*** EXTRACTED DATA Section Begins ***

PR #1215, opened 2023-11-27
[ANCHOR-483] Add metrics for SEP-6

philipliu:
### Description

This adds metrics to SEP-6.

### Context

Observability

### Testing

- `./gradlew test`

### Documentation

N/A

### Known limitations

N/A


platform/src/main/java/org/stellar/anchor/platform/service/AnchorMetrics.java
```diff
@@ -1,10 +1,12 @@
 package org.stellar.anchor.platform.service;
 
 public enum AnchorMetrics {
+  SEP6_TRANSACTION_OBSERVED("sep6.transaction.observed"),
```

*** EXTRACTED DATA Section Ends ***

▶ **ACTION ITEM**: Copy out every entry exactly.

▶ **EXERCISE ANSWER**:
PR #1215, opened 2023-11-27
[ANCHOR-483] Add metrics for SEP-6

philipliu:
### Description

This adds metrics to SEP-6.

### Context

Observability

### Testing

- `./gradlew test`

### Documentation

N/A

### Known limitations

N/A


platform/src/main/java/org/stellar/anchor/platform/service/AnchorMetrics.java
```diff
@@ -1,10 +1,12 @@
 package org.stellar.anchor.platform.service;
 
 public enum AnchorMetrics {
+  SEP6_TRANSACTION_OBSERVED("sep6.transaction.observed"),
```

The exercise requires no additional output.